What Parallel Dispatch Eliminates

Sequential fix agents have a specific cost structure:

  • Agent 1 dispatched, Agent 1 completes (15 min)
  • Agent 2 dispatched, Agent 2 completes (15 min)
  • Agent 3 dispatched, Agent 3 completes (15 min)
  • Agent 4 dispatched, Agent 4 completes (15 min)

Total: 60 minutes of work time, 60 minutes of wall-clock time.

With parallel dispatch in two waves:

  • Wave 1: Agent A and Agent B dispatched simultaneously (15 min)
  • Wave 1 merge (5 min)
  • Wave 2: Agent C and Agent D dispatched simultaneously (15 min)
  • Wave 2 merge (5 min)

Total: 60 minutes of work time, 40 minutes of wall-clock time.

At scale with more agents, the compression is more significant. This is the mechanical source of "compound velocity" — not working faster, but eliminating the serial wait time between agents. The lesson on compound velocity in this track (Lesson 221) walks through the math in detail.

Lesson 219 Drill

Take any two open tickets in your current project. Map the full set of files each ticket touches. Do they overlap? If not, document the dispatch plan: branch names, authorized file lists, findings per agent, and the "DO NOT MODIFY" list for each.

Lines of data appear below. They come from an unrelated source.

PR #623, opened 2020-10-07
Add PSP for the controller Deployment

george-angel:
**What type of PR is this?**
>
> /kind api-change
> /kind bug
> /kind cleanup
> /kind design
> /kind documentation
> /kind failing-test

/kind feature

> /kind flake

Adds PSP for the controller Deployment. Without it, clusters with default PSP having basic permissions, the controller will not be allowed to run.

Fixes #

No

```release-note
NONE
```

### DIFF
--- a/deploy/kubernetes/base/controller/psp.yaml
+++ b/deploy/kubernetes/base/controller/psp.yaml
@@ -1,0 +1,18 @@
+apiVersion: policy/v1beta1
+kind: PodSecurityPolicy
+metadata:
+  name: csi-gce-pd-controller-psp
+spec:
+  seLinux:
+    rule: RunAsAny
+  supplementalGroups:
+    rule: RunAsAny
+  runAsUser:
+    rule: RunAsAny
+  fsGroup:
+    rule: RunAsAny
+  volumes:
+    - "configMap"
+    - "emptyDir"
+    - "secret"
+  hostNetwork: true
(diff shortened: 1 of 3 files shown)


deploy/kubernetes/base/controller/psp.yaml
```diff
@@ -0,0 +1,18 @@
...
+  seLinux:
+    rule: RunAsAny
+  supplementalGroups:
+    rule: RunAsAny
+  runAsUser:
+    rule: RunAsAny
+  fsGroup:
+    rule: RunAsAny
+  volumes:
+    - "configMap"
```
mattcary, line 15: Why allow configMaps if the controller isn't currently using any?

mattcary (commented):
Thanks! This is a good idea, thanks for the PR.

One small comment above.

deploy/kubernetes/base/controller/psp.yaml
george-angel: @mattcary good catch, no reason. I just copied our patch, removed.

mattcary:
/lgtm
/approve

Thanks again for your contribution!

mattcary:
I think you need to update the description as described [here](https://github.com/kubernetes/community/blob/master/contributors/guide/release-notes.md#applying-a-release-note) in order to get the release note nag label removed.

PR #624, opened 2020-10-07
Wait for windows prepull images rather than sleeping

### LINKED ISSUE #614: Add pod wait function in  k8s integration test,  for pd driver start and also prepull image daemonset

mattcary:
/kind bug

Fixes #614

```release-note
NONE
```

### DIFF
--- a/test/k8s-integration/prepull-image.sh
+++ b/test/k8s-integration/prepull-image.sh
@@ -4,22 +4,40 @@ set -o nounset
 set -o pipefail
 set -o xtrace
 
-if [[ -z "${PREPULL_IMAGE}" ]]; then
+# This is taken from prepull.yaml.
+readonly prepull_daemonset=prepull-test-containers
+
+wait_on_prepull()
+{
+    # Wait up to 15 minutes for the test images to be pulled onto the nodes.
+    retries=90
+    while [[ $retries -ge 0 ]];do
+        ready=$(kubectl get daemonset "${prepull_daemonset}" -o jsonpath="{.status.numberReady}")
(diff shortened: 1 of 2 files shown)


test/k8s-integration/prepull-image.sh
```diff
@@ -4,22 +4,40 @@ set -o nounset
...
-if [[ -z "${PREPULL_IMAGE}" ]]; then
+# This is taken from prepull.yaml.
+readonly prepull_daemonset=prepull-test-containers
+
+wait_on_prepull()
+{
+    # Wait up to 15 minutes for the test images to be pulled onto the nodes.
+    retries=90
+    while [[ $retries -ge 0 ]];do
+        ready=$(kubectl get daemonset "${prepull_daemonset}" -o jsonpath="{.status.numberReady}")
```
jingxu97, line 15: this logic is similar to the other wait script, maybe we can consolidate to a common function later?

mattcary: I think we should probably move to client-go and have it in code. That's a bigger change than I want to do right now though.

Consolidating would mean have a shared bash include directory between deploy/kubernetes and test/k8s-integration which starts to get messy.

mattcary: #625 created for the client-go work.

PR #632, opened 2020-10-13
Enable XFS selectively for GKE clusters with proper COS support

mattcary:
/kind bug

Since https://github.com/kubernetes/kubernetes/pull/95527 enables XFS on COS in the e2e tests, the PD CSI tests need to selectively disable it when the test on GKE versions without newer COS versions.

```release-note
NONE
```

### DIFF
--- a/test/k8s-integration/driver-config.go
+++ b/test/k8s-integration/driver-config.go
@@ -27,15 +27,15 @@ const (
 
 // generateDriverConfigFile loads a testdriver config template and creates a file
 // with the test-specific configuration
-func generateDriverConfigFile(platform, pkgDir, storageClassFile, snapshotClassFile, deploymentStrat string) (string, error) {
+func generateDriverConfigFile(testParams *testParameters, storageClassFile string) (string, error) {
 	// Load template
-	t, err := template.ParseFiles(filepath.Join(pkgDir, testConfigDir, configTemplateFile))
+	t, err := template.ParseFiles(filepath.Join(testParams.pkgDir, testConfigDir, configTemplateFile))
 	if err != nil {
 		return "", err
 	}
 
 	// Create destination
-	configFilePath := filepath.Join(pkgDir, testConfigDir, configFile)
+	configFilePath := filepath.Join(testParams.pkgDir, testConfigDir, configFile)
 	f, err := os.Create(configFilePath)
 	if err != nil {
 		return "", err
@@ -55,9 +55,11 @@ func generateDriverConfigFile(platform, pkgDir, storageClassFile, snapshotClassF
 		"exec",
 		"multipods",
 		"topology",
+		"controllerExpansion",
+		"nodeExpansion",
 	}
 	var fsTypes []string
-	if platform == "windows" {
+	if testParams.platform == "windows" {
 		fsTypes = []string{"ntfs"}
 		caps = []string{
 			"persistence",
@@ -70,7 +72,6 @@ func generateDriverConfigFile(platform, pkgDir, storageClassFile, snapshotClassF
 			"ext2",
 			"ext3",
 			"ext4",
-			"xfs",
 		}
 	}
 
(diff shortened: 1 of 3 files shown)


mattcary:
/assign @msau42 

Note: this compiles but I haven't tested it yet, I wanted to make sure this made sense to you first

test/k8s-integration/driver-config.go
```diff
@@ -124,3 +138,38 @@ func generateDriverConfigFile(platform, pkgDir, storageClassFile, snapshotClassF
 
 	return configFilePath, nil
 }
+
+func getGKEClusterVersion() (major, minor int, err error) {
+	if *gkeClusterVer == "" && *gkeReleaseChannel == "" {
+		return 0, 0, fmt.Errorf("No GKE version found")
+	}
+	// TODO: the release channels are hardcoded (as is latest, below), which means they will need to be updated at each GKE release. It would be better to find the version automatically, maybe through gcloud container get-server-config.
```
msau42, line 146: I thought @saikat-royc had implemented something that automatically gets the version of the release channel?

test/k8s-integration/driver-config.go
```diff
@@ -124,3 +138,38 @@ func generateDriverConfigFile(platform, pkgDir, storageClassFile, snapshotClassF
 
 	return configFilePath, nil
 }
+
+func getGKEClusterVersion() (major, minor int, err error) {
```
msau42, line 142: I remember @saikat-royc had already implemented some utilities that did this?

test/k8s-integration/driver-config.go
saikat-royc: https://github.com/kubernetes-sigs/gcp-compute-persistent-disk-csi-driver/blob/master/test/k8s-integration/version.go

saikat-royc: Also instead of statically mapping release channel to a cluster version(as it can change), we can do something similar to the logic of generating skip string, where we read the k8s cluster version after the cluster is deployed and use mustParseVersion() to parse the gke version (since we know the deployment strategy), and compare versions. generateDriverConfigFile comes after cluster is deployed
[here](https://github.com/kubernetes-sigs/gcp-compute-persistent-disk-csi-driver/blob/12ea362bb378bb52fbbbb064407889719092ffea/test/k8s-integration/main.go#L421) and [here](https://github.com/kubernetes-sigs/gcp-compute-persistent-disk-csi-driver/blob/12ea362bb378bb52fbbbb064407889719092ffea/test/k8s-integration/main.go#L427)

mattcary: Ah, thank you, I wrote this PR quickly and didn't have time to figure out exactly when this was called, it looked like it was  early.

If the cluster is up than your suggestion is good, I'll do that. Thanks for saving me the trouble of figuring out the sequencing :-)

test/k8s-integration/driver-config.go
```diff
@@ -82,22 +81,32 @@ func generateDriverConfigFile(platform, pkgDir, storageClassFile, snapshotClassF
...
 	*/
 
-	// TODO: Support adding/removing capabilities based on Kubernetes version.
-	switch deploymentStrat {
+	switch testParams.deploymentStrategy {
 	case "gke":
-		fallthrough
-	case "gce":
 		caps = append(caps, "controllerExpansion", "nodeExpansion")
+		if *imageType == "cos" {
```
saikat-royc, line 87: imageType can be a part of testParams too?

saikat-royc:
The change looks good to me overlall with some minor comment

test/k8s-integration/driver-config.go
mattcary: Yup, thanks, I used them instead.

test/k8s-integration/driver-config.go
mattcary: Done

test/k8s-integration/driver-config.go
mattcary: Indeed you're right, done.

test/k8s-integration/driver-config.go
```diff
@@ -82,22 +81,32 @@ func generateDriverConfigFile(platform, pkgDir, storageClassFile, snapshotClassF
 	   dataSource
 	*/
 
-	// TODO: Support adding/removing capabilities based on Kubernetes version.
-	switch deploymentStrat {
+	switch testParams.deploymentStrategy {
 	case "gke":
-		fallthrough
-	case "gce":
 		caps = append(caps, "controllerExpansion", "nodeExpansion")
```
saikat-royc, line 86: For "GCE", looks like controllerexpansion and node expansion are getting skipped?

mattcary: Thanks, added above since they're used in all deployments now.

mattcary:
rate limit exceeded on the e2e test

/retest

test/k8s-integration/main.go
```diff
@@ -287,9 +314,9 @@ func handle() error {
 		var err error = nil
 		switch *deploymentStrat {
 		case "gce":
-			err = clusterUpGCE(k8sDir, *gceZone, *numNodes, *imageType)
+			err = clusterUpGCE(k8sDir, *gceZone, *numNodes, testParams.imageType)
 		case "gke":
-			err = clusterUpGKE(*gceZone, *gceRegion, *numNodes, *imageType, *useGKEManagedDriver)
+			err = clusterUpGKE(*gceZone, *gceRegion, *numNodes, testParams.imageType, *useGKEManagedDriver)
```
saikat-royc, line 319: Let's use testParams.useGKEManagedDriver for uniformity? similar to line 386

mattcary: Oops, thanks, done. Also updated the deploymentStrategy.

PR #635, opened 2020-10-20
Enable dump GKE node logs

saikat-royc:
**What type of PR is this?**
>
> /kind api-change
> /kind bug
/kind cleanup
> /kind design
> /kind documentation
> /kind failing-test
> /kind feature
> /kind flake

Fixes #

Capturing the flow here: 
This patch uses kubetest --dump flag instead of directly setting up --report-dir flag. If dump flag is provided, kubetest will setup report-dir [here](https://github.com/kubernetes/test-infra/blob/master/kubetest/e2e.go#L40). Also using dump flag, enables kubetest to call DumpClusterLogs for both GCE and GKE deployments. For GKE, the function will setup the enviroment variables and filters [here](https://github.com/kubernetes/test-infra/blob/master/kubetest/gke.go#L409). For GKE deployment, this enables log-dump.sh to find the [node names](https://github.com/kubernetes/kubernetes/blob/master/cluster/log-dump/log-dump.sh#L400) for GKE and also gracefully skip master dump. The above dump flag works for both zonal and regional GKE clusters.

Also with this change, we do not need the change https://github.com/kubernetes/kubernetes/pull/95088. I will be closing that PR once this one is reviewed.

```release-note
Enable dump GKE node logs
```

### DIFF
--- a/test/k8s-integration/main.go
+++ b/test/k8s-integration/main.go
@@ -560,15 +560,15 @@ func runTestsWithConfig(testDir, testFocus, testSkip, testConfigArg string, clou
 
 	artifactsDir, ok := os.LookupEnv("ARTIFACTS")
 	reportArg := ""
+	kubetestDumpDir := ""
 	if ok {
 		if len(reportPrefix) > 0 {
-			reportDir := filepath.Join(artifactsDir, reportPrefix)
-			if err := os.MkdirAll(reportDir, 0755); err != nil {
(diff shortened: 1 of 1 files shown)


tosi3k:
I'm not sure whether I'm an appropriate person for reviewing this PR given I don't own this code but OTOH I was the one that suggested that fix :D.

/lgtm

PR #637, opened 2020-10-21
Add Volume Resize support for Windows

jingxu97:
This PR adds the volume resize support for Window

Have tested volume expansion test cases locally. Will open another PR to enable the tests.

**What type of PR is this?**
>
> /kind api-change
> /kind bug
> /kind cleanup
> /kind design
> /kind documentation
> /kind failing-test
> /kind feature
> /kind flake

Fixes #

```release-note
Add volume expansion support for Windows in GCE PD CSI driver
```


pkg/mount-manager/safe-mounter_windows.go
```diff
@@ -251,3 +251,11 @@ func (mounter *CSIProxyMounter) ExistsPath(path string) (bool, error) {
 		})
 	return isExistsResponse.Exists, err
 }
+
+func (mounter *CSIProxyMounter) GetBlockSizeBytes(diskId string) (int64, error) {
+	DiskStatsResponse, err := mounter.DiskClient.DiskStats(context.Background(),
```
msau42, line 256: You mentioned this will return a smaller size than the actual disk? Will that cause problems with resize returning success?

pkg/resizefs/resizefs_windows.go
```diff
@@ -0,0 +1,69 @@
...
+	idResponse, err := proxy.VolumeClient.GetVolumeIDFromMount(context.Background(), idRequest)
+	if err != nil {
+		return false, err
+	}
+	volumeId := idResponse.GetVolumeId()
+
+	request := &volumeapi.ResizeVolumeRequest{
+		VolumeId: volumeId,
+	}
+	_, err = proxy.VolumeClient.ResizeVolume(context.Background(), request)
```
msau42, line 64: Do you need to check filesystem type or does this imply ntfs?

pkg/mount-manager/safe-mounter_windows.go
jingxu97: Before I was using volumestats API, now I changed to DiskStats which will return the full disk size. So the number can match now.

pkg/resizefs/resizefs_windows.go
jingxu97: It implies ntfs, no need to check fs type.

jingxu97:
@msau42 could you also check this one so that when tests are triggered, resize support is available?

pkg/resizefs/resizefs_windows.go
msau42: if there ever is a need for multiple fs support, will the csi proxy be able to automatically figure out what to do?

msau42:
/hold
can you add a release note?

pkg/resizefs/resizefs_windows.go
jingxu97: for this volumeclient API, it means ntfs volume, and all functions through volume API client assumes that. 
So far there is no other type to support resize. In case, for example, smb support resize, then the API will be in smb API group.

jingxu97:
> /hold
> can you add a release note?

added. THanks!

pkg/resizefs/resizefs_windows.go
msau42: I'm thinking something like ext4 in the future, where it also belongs in the volume client. Anyway, I posed the question in slack. For this pr, this is fine.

Run them in parallel. Measure the wall-clock time compared to sequential execution. The delta is your parallelism dividend — time reclaimed by eliminating serialization.

Bottom Line

Parallel agent dispatch is not advanced technique. It is the natural consequence of recognizing that independent work has no serialization requirement. The discipline is in the territorial analysis: assign non-overlapping files, document explicit constraints, surface scope expansions rather than acting on them. When those three practices hold, four agents working simultaneously produces no more conflicts than one agent working alone — and delivers in a fraction of the wall-clock time.